Videoreport: Erfahrungen mit Striegel und Hacke

Für eine Videoreportage haben wir einen Betrieb eine Saison lang beim Striegeln und Hacken begleitet. Im recht nassen Jahr 2021 war die mechanische Unkrautkontrolle eine echte Herausforderung.

Worauf kommt es beim Einsatz von Striegel und Hacke wirklich an? Wir wollten das genau wissen, und haben einen Biobetrieb über eine Saison mit der Videokamera begleitet. Die wichtigsten Ergebnisse unserer Reportage fassen wir hier zusammen, das Video finden Sie unter dem Link rechts oder auch auf unserem YouTube-Kanal.

Die Familie Fockenbrock im münsterländischen Telgte ist in der Region als Direktvermarkter für Milch und Milchprodukte bekannt. Zum Jahreswechsel 2019/20 haben die Fockenbrocks auf Bio umgestellt und sind nun bei Bioland zertifiziert. Grund war u.a. die besseren Chancen in der Direktvermarktung. Der Betrieb bewirtschaftet ca. 90 ha und baut Feldkleegras, Mais und Gerste als Futter für die 90 Milchkühe plus Nachzucht an. Die Böden sind meist leicht und bewegen sich zwischen 18 und 38 Bodenpunkten.
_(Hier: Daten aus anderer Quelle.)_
PR #1273, opened 2025-07-02
refactor(release): single release command

BarryThePenguin:


.github/workflows/release.yml
```diff
@@ -42,8 +42,8 @@ jobs:
         id: changesets
         uses: changesets/action@v1
         with:
-          publish: yarn run publish && deno install --no-lock && deno publish
-          version: yarn run version:npm && yarn run version:jsr
+          publish: yarn run publish
+          version: yarn run version
```
BarryThePenguin, line 46: It looks like changesets expects these to be a single command, rather than multiple scripts. So I've combined these into individual `package.json` scripts

BarryThePenguin (commented):
I'm unsure if it's possible to verify the changes to the changeset action without actually running the action, so it might just be a matter of merge and let's see 🙈

.github/workflows/release.yml
yusukebe: I see! Thanks.

yusukebe (approved):

yusukebe:
Oops.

Chef Manfred Fockenbrock und sein Sohn Henning haben uns beim Einsatz ihres Striegels und der Hacke genau zusehen lassen. Henning Fockenbrock stand uns dabei für die Video-Interviews Rede und Antwort.

Die Familie setzt auf den 12 m breiten Striegel Aerostar-Exact und die 6 m breite, kameragelenkte Hacke Chopstar mit Kameralenkung Row-Guard, beide von Einböck. Als Schlepper steht ein Fendt 516 Vario zur Verfügung. Unsere Reportage dreht sich allerdings weniger um die Technik, als um den präzisen Einsatz der Geräte. Und der sollte in dem nassen Frühling und Frühsommer im Münsterland sehr anspruchsvoll werden…

Verspäteter Start im Getreide

Ein langer Winter, ein kaltes Frühjahr: Der erste Striegeleinsatz im Getreide steht am 25.3. an – gut zwei Wochen später als üblich. Bei unserem Termin ist der Boden bereits gut fünf Tage abgetrocknet und – genau so wichtig – die kommenden Tage ist kein Regen gemeldet. Zum Striegeln muss der Boden schüttfähig sein, denn die Hauptwirkung ist nicht das Herausreißen, sondern eher das Verschütten der auflaufenden Beikräuter.

Einfluss auf den Effekt bei diesem Einsatz haben der Anstellwinkel der Zinken, aber vor allem der Zinkendruck und die Fahrgeschwindigkeit. Henning Fockenbrock kontrolliert die Einstellung seines Striegels immer wieder: „Kann ich schärfer arbeiten, oder reiße ich schon Getreidepflanzen heraus“ Der junge Landwirt bewegt sich in diesem Pflanzenstadium auf einem schmalen Grat zwischen effizienter Unkrautkontrolle und zunehmenden Kulturschäden.

Im letzten Jahr konnte er bei trockeneren und wärmeren Verhältnissen im Getreide bis zu 6,5 km/h fahren, in diesem Jahr sind maximal 5 km/h drin – schon ein halbes km/h kann entscheiden. Beim ersten Striegelgang fahren die Fockenbrocks grundsätzlich in Bestellrichtung. Einige Tage später – je nach Witterung und Wachstum – folgt ein weiterer Striegelgang, diesmal quer zur Saatrichtung. Ganz wichtig für den Erfolg ist zudem eine möglichst ebene Bodenoberfläche. Hier sind die Landwirte noch nicht ganz zufrieden. Die Säkombi hinterlässt noch Unebenheiten, um die sich die Fockenbrocks bei der nächsten Bestellung noch intensiver kümmern wollen.

Mit der hydraulischen Zinkendruckverstellung versucht Henning Fockenbrock sich möglichst dicht an die Grenze heranzutasten: „Man muss Spaß am Finetuning haben, immer wieder absteigen und kontrollieren“, bringt der Praktiker seine Taktik auf den Punkt. Ohne Experimentierfreude geht’s nicht, ist er überzeugt.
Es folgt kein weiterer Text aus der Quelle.